Collected data entries
Issue #2387, opened 2026-08-29
Symbol interning: identifiers flow through the whole pipeline as fresh String allocations


mizchi:
Every compiler-internal identity is a `String`: env lookups, trait-dict `var_types`, the builtin registry, and monoify's mangled names (60+ chars, built by concatenating the full module path, e.g. `codegen_body_cache_new_exp_lib__vibe_compiler_codegen_common_base_common_base_vibe`). Each comparison is `__rt_str_eq` touching memory; each occurrence of an identifier is a fresh substring allocation in the lexer. The identity fast path added in #2385 only helps when two sites happen to hold the same object — today they usually don't.

## Plan (phased, spec-invariant — no user-visible change)

**Phase 1 — hash-consed identifier strings.** Intern identifier tokens at the lexer (module-level intern table, content-verified like the `pctx_cache` pattern), and intern the mangled-name constructor's results. Every occurrence of the same name becomes the same string object, so:
- the `__rt_str_eq` identity fast path fires on every successful name comparison (env hit, table verification);
- repeated identifier allocations dedup, cutting bump-heap pressure (a large share of the 1.25GB high water is name strings).

**Phase 2 — `Symbol = Int` / `(module_id, symbol_id)`.** Replace string keys in the hot tables (TypeEnv, dicts, registries) with interned ids; keep `String` only at the diagnostics/output boundary. This is what makes env misses cheap (integer compare) and removes the need for one-off tricks like the `#active_region` negative sentinel and backward `lookup_var_type` scans.

## Why blocker

The TypeEnv complete-cache redesign and the typed-lane affordability work both shrink dramatically once identity is an int. Doing them against string keys means doing them twice.

## Validation

Per the compiler-perf-profiling skill: baseline profile first, bundle regen, stage2 == stage3 fixpoint, output-wasm byte-equality on an unchanged input (interning must be a pure optimization), full unit suite, re-profile.

mizchi:
**Measured negative result for Phase 1 (PR #2393, withdrawn)** — recording it here so the next attempt starts from the data, not the plausible story.

[...]

Issue #2386, opened 2026-08-29
Design-level performance: retire the string-scan / defensive-copy architecture


mizchi:
Index for the design-level bottlenecks identified after #2385 (profiling notes there). The recurring shape across #799, #1848, and #2385 — three separate perf PRs each fixing another instance of "linear String scan + defensive `Array::slice` copy" — is structural, not incidental. This epic tracks removing the structure instead of the instances.

**Where things stand (2026-09-06):** the instance-by-instance lane is finished — about fifty measured slices over #2482–#2549 took the full-closure compile from 10.76 s / 6.48 s (cold / warm) and 1,611 MB to ~6.2 s / ~4.0 s and 820 MB on the same corpus and machine, all byte-identical, and no compiler-source function is above ~1.5% self time on either lane any more (status comments below carry the per-PR tables and the dropped attempts). What remains is structural: the warm inner loop is whole-program work re-done for unchanged modules (#2388, next, measurement first), the cold lane's environment chain walks (#2390), and the runtime intrinsics every program pays (`__rt_arr_push`, `__rt_str_eq`, `__rt_arr_new`; a codegen question, not a compiler-source one).

Sub-issues (in intended order):

1. Symbol interning — identifier identity as interned strings / symbol ids (blocker; phase 1 measured net negative in #2393, phase 2 goes with the TypeEnv redesign)
2. Per-module codegen cache for the compile lane (the check lane already has per-module reuse) — steps 1–3 landed (#2394, #2400, #2402: prefix-stable index spaces, persisted bodies behind `VIBE_CODEGEN_BODY_CACHE`); the passes before codegen are still whole-program
3. Perceus reuse analysis (in-place reuse of unique cells, FBIP)
4. TypeEnv: complete cache nodes instead of accelerator-over-chain
5. Make the typed lowering lane affordable, then delete the shape-recording machinery
6. Spec discussion: second-class borrows; module-level mutable cell

Evidence baseline (post-#2385): full-closure compile wall 8.09s, bump-heap high water 1.25GB, `env_lookup` miss band ~6% CPU, typed whole-program check on the FS lane measured 6.12s → 77.55s (#2158).

mizchi:
[...]

PR #2393, opened 2026-08-29
Intern identifier-shaped strings in the lexer and parser (#2387 Phase 1)

mizchi:
First slice of #2387 (parent epic #2386): hash-cons the identifier-shaped strings the front end produces, so equal spellings share one `String` object.

## Why this is the highest-leverage string fix

A vibe `String` is a packed non-owning `(ptr<<32)|len` view and is never RC-tracked, so two equal names almost never shared a pointer:

- every occurrence of an identifier lexed as its own zero-copy view into the source buffer — equal content, distinct pointer, so `__rt_str_eq`'s identity fast path (#2385) could not fire on the compiler's hottest comparisons (env lookup, dispatch ladders, table scans);
- every occurrence of a qualified name (`Array::push`, `Iterator::map`, ...) was TWO fresh `String::concat` allocations in the parser, per occurrence, in a bump lane that never reclaims mid-compile.

The interner (`lib/@vibe/parser/intern.vibe`) is an open-addressing table with the same fail-safe shape as the perceus `pctx_cache`: every probe re-compares actual bytes before answering, so a collision or a stale slot can only cost an extra probe, never return the wrong string. The lexer interns every `TIdent`; the parser resolves `Ns::member` through `intern_qualified`, which compares piecewise and only builds the concatenation on the first sighting of a spelling.

## Measured

Same corpus and machine as #2385: full-closure compile of `lib/@vibe/compiler/tests/codegen_lexer_test.vibe` via `scripts/profile_compile.sh`.

| metric | before | after | Δ |
|---|---:|---:|---:|
| wall | 8.10s | 5.58s | **−31%** |
| CPU total | 7.67s | 5.22s | −32% |
| bump-heap high water | 1.245GB | 727MB | **−42%** |
| linear memory pages | 19179 | 13060 | −32% |
| `env_lookup_binding` self | 448ms | out of top-20 | |
| `__rt_str_eq` self | 376ms | 210ms | −44% |
| `__rt_str_concat` self | 145ms | 72ms | −50% |
| `__rt_arr_new` self | 408ms | 165ms | −60% |

The allocator-band drops (`arr_new` / `arr_push` / `arr_get`) follow from the heap shrink: ~500MB less bump traffic means fewer `memory.grow` copies and better locality for everything downstream. Cumulative over the two perf PRs, the same compile went 12.19s → 5.58s (−54%) and 1.44GB → 727MB (−50%).

## Validation

- **Pure-optimization proof**: the same input compiled by the old and new stage2 produces **byte-identical output wasm** (interning changes which objects hold a spelling, never what the compiler emits).
- `bash scripts/generations.sh build --stage3`: **stage2 == stage3** byte-identical fixpoint.
- Full unit suite against the new stage2: 1078/1079 — the one failure was `codegen_parser_test.vibe`'s manual parser self-compile list missing the new file; fixed in this PR (same shape as #956's `float_format` row) and green on a direct re-run.
- `bash scripts/compiler_gate.sh` directly: green, all steps. (`pkf run test` currently trips over a nix-glibc `sort` mismatch in this container *before* reaching anything change-related; the same preflight steps pass when the gate runs directly.)
- `scripts/vibe_fmt.sh --check` clean on every touched file.
- New `lib/@vibe/parser/intern_test.vibe` covers round-tripping, the qualified path, and a 40k-name growth/collision sweep that re-verifies every returned string's content after rehash.

## Notes

- `#zero_alloc` is deliberately absent from `intern.vibe`: the committed seed's zero-alloc checker rejects one of the helpers, and the annotation is an assertion, not a requirement.
- New file registered in `compiler_sources_manifest.tsv` (the #740 lane guard caught the missing row — the diagnostic named the fix exactly).

https://claude.ai/code/session_0159xd5111g8KFt2CGyNyZvA

---
_Generated by [Claude Code](https://claude.ai/code/session_0159xd5111g8KFt2CGyNyZvA)_

### DIFF
--- a/lib/@vibe/compiler/compiler_sources_manifest.tsv
+++ b/lib/@vibe/compiler/compiler_sources_manifest.tsv
@@ -5,6 +5,7 @@ vibe_parser	../../../lib/@vibe/parser/index.vpkg
 vibe_parser	../../../lib/@vibe/parser/polyfill.vibe
 vibe_parser	../../../lib/@vibe/parser/token.vibe
 vibe_parser	../../../lib/@vibe/parser/float_format.vibe
+vibe_parser	../../../lib/@vibe/parser/intern.vibe
 vibe_parser	../../../lib/@vibe/parser/lexer.vibe
 vibe_parser	../../../lib/@vibe/parser/parser_base.vibe
 vibe_parser	../../../lib/@vibe/parser/parser_binder_context.vibe
--- a/lib/@vibe/compiler/tests/codegen_parser_test.vibe
+++ b/lib/@vibe/compiler/tests/codegen_parser_test.vibe
@@ -37,6 +37,9 @@ test "wasi: parser.vibe import - compile and run" {
     // parser-private __to_string polyfill — include both.
     "lib/@vibe/parser/polyfill.vibe",
     "lib/@vibe/parser/float_format.vibe",
+    // #2387: the lexer interns identifiers, so its intern table must ride
+    // along in this manual self-compile (same shape as float_format above).
+    "lib/@vibe/parser/intern.vibe",
     "lib/@vibe/parser/lexer.vibe",
     "lib/@vibe/parser/parser_base.vibe",
     "lib/@vibe/parser/parser_binder_context.vibe",
--- a/lib/@vibe/parser/index.vpkg
+++ b/lib/@vibe/parser/index.vpkg
@@ -127,6 +127,14 @@ fn parse_effect_stmt_with_binder_context(tokens: Array[Token], pos: Int, exporte
 fn parse_type_alias_stmt_with_binder_context(tokens: Array[Token], pos: Int, exported: Bool, context: Option[ParserBinderContext]) -> (Stmt, Int) with Exception
 fn parse_struct_stmt_with_binder_context(tokens: Array[Token], pos: Int, exported: Bool, context: Option[ParserBinderContext]) -> (Stmt, Int) with Exception
 
+// #2387: hash-consing for identifier-shaped strings. The lexer interns every
+// TIdent and the parser interns qualified `Ns::member` names, so equal
+// spellings share one String object (str_eq identity fast path) and the
+// per-occurrence qualified-name concat is gone.
+fn intern_slice(s: String, start: Int, end: Int) -> String
+fn intern_str(s: String) -> String
+fn intern_qualified(ns: String, member: String) -> String
+
 // --- parser_expr (+ primary/core/dispatch stages)
 fn parse(tokens: Array[Token]) -> Expr with Exception
 fn parse_ok(tokens: Array[Token]) -> Bool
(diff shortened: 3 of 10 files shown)


mizchi:
Withdrawing this PR: **the headline numbers in the description are a measurement error**, and a fair re-measurement shows the change is a small regression, not a win.

## What went wrong in the measurement

The persistent typing cache is **content-keyed, not compiler-keyed**, so my "after" profile run was served by cache entries written during the "before" run. The comparison was cold-baseline vs warm-candidate. Re-measured with the cache controlled (`VIBE_BUILD_CACHE_DIR` pointed at a fresh directory per run, 3 runs each, full-closure compile of `codegen_lexer_test.vibe`):

| lane | baseline (main) | this PR | qualified-only variant |
|---|---:|---:|---:|
| cold wall | 7.99–8.18s | **8.32–8.43s (+3.5%)** | 7.95–8.46s (neutral) |
| cold heap_ptr | 1.4577 GiB | 1.4569 GiB | 1.4569 GiB (−0.9 MiB) |
| warm wall | 4.72s | 4.78s | — |

This is consistent with what CI's deterministic perf report already said (selfcompile heap +0.07%, parse B/op −0.5..−1.3%, everything else ±0): the per-occurrence qualified-name concat I blamed for the heap was actually ~1 MiB, and hashing every identifier at lex time costs more than identity-canonicalization buys in this lane.

The byte-identical-output and fixpoint results were real — the change is semantically sound — but a sound change that costs 3.5% cold and wins nothing measurable should not merge.

## What survives

- The negative result and the corrected methodology are recorded on #2387 — the win there has to come from *replacing* string comparisons (Phase 2's interned ids as keys), not from adding a hashing layer on top of them.
- A follow-up PR adds the cache-controlled measurement protocol to the profiling skill so the next perf change doesn't fall into the same trap.

---

mizchi:
Two corrections to the withdrawal comment above, for the record — this PR merged at 12:49Z, fifteen minutes **before** the withdrawal was posted, so flagging them clearly:

1. **This change is in main and measures as a ~+3.5% cold-wall regression on the FS full-closure lane** (cache-controlled, N=3 per side; warm is ~neutral, CI's deterministic rows are ±0 with parse B/op −0.5..−1.3%). The description's −31%/−42% claims were a measurement error. It is semantically sound (byte-identical output, fixpoint), so nothing is broken — but if the cost isn't wanted, the clean revert is dropping the `intern_slice` calls in `lexer.vibe` (the hashing per identifier occurrence is the cost center) while keeping or dropping `intern_qualified` (measured neutral). Happy to prepare that revert if you want it; leaving the call to you since the merge may have been a deliberate architecture bet for #2387 Phase 2.

2. **The withdrawal's mechanism explanation was wrong**, as Codex pointed out on #2394: the cache namespace embeds `codegen_fingerprint()` (compiler sources), so a cross-compiler cache hit is impossible. The real contamination was same-compiler warming with asymmetric preparation — the candidate's own stage3 self-compile and the output-equivalence check of the profiling corpus pre-warmed its namespace, while the baseline's build ran without `--stage3`. The corrected diagnosis and protocol are in `.claude/skills/compiler-perf-profiling` §0.5 (PR #2394). The +3.5% number itself is unaffected — it came from the cache-isolated re-measurement.

---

■ What you have to do: Above are the records; please copy exactly their first line and each line after it through the line containing "- repeated identifier", and no line after that.

■ Written solution:
Issue #2387, opened 2026-08-29
Symbol interning: identifiers flow through the whole pipeline as fresh String allocations


mizchi:
Every compiler-internal identity is a `String`: env lookups, trait-dict `var_types`, the builtin registry, and monoify's mangled names (60+ chars, built by concatenating the full module path, e.g. `codegen_body_cache_new_exp_lib__vibe_compiler_codegen_common_base_common_base_vibe`). Each comparison is `__rt_str_eq` touching memory; each occurrence of an identifier is a fresh substring allocation in the lexer. The identity fast path added in #2385 only helps when two sites happen to hold the same object — today they usually don't.

## Plan (phased, spec-invariant — no user-visible change)

**Phase 1 — hash-consed identifier strings.** Intern identifier tokens at the lexer (module-level intern table, content-verified like the `pctx_cache` pattern), and intern the mangled-name constructor's results. Every occurrence of the same name becomes the same string object, so:
- the `__rt_str_eq` identity fast path fires on every successful name comparison (env hit, table verification);
- repeated identifier allocations dedup, cutting bump-heap pressure (a large share of the 1.25GB high water is name strings).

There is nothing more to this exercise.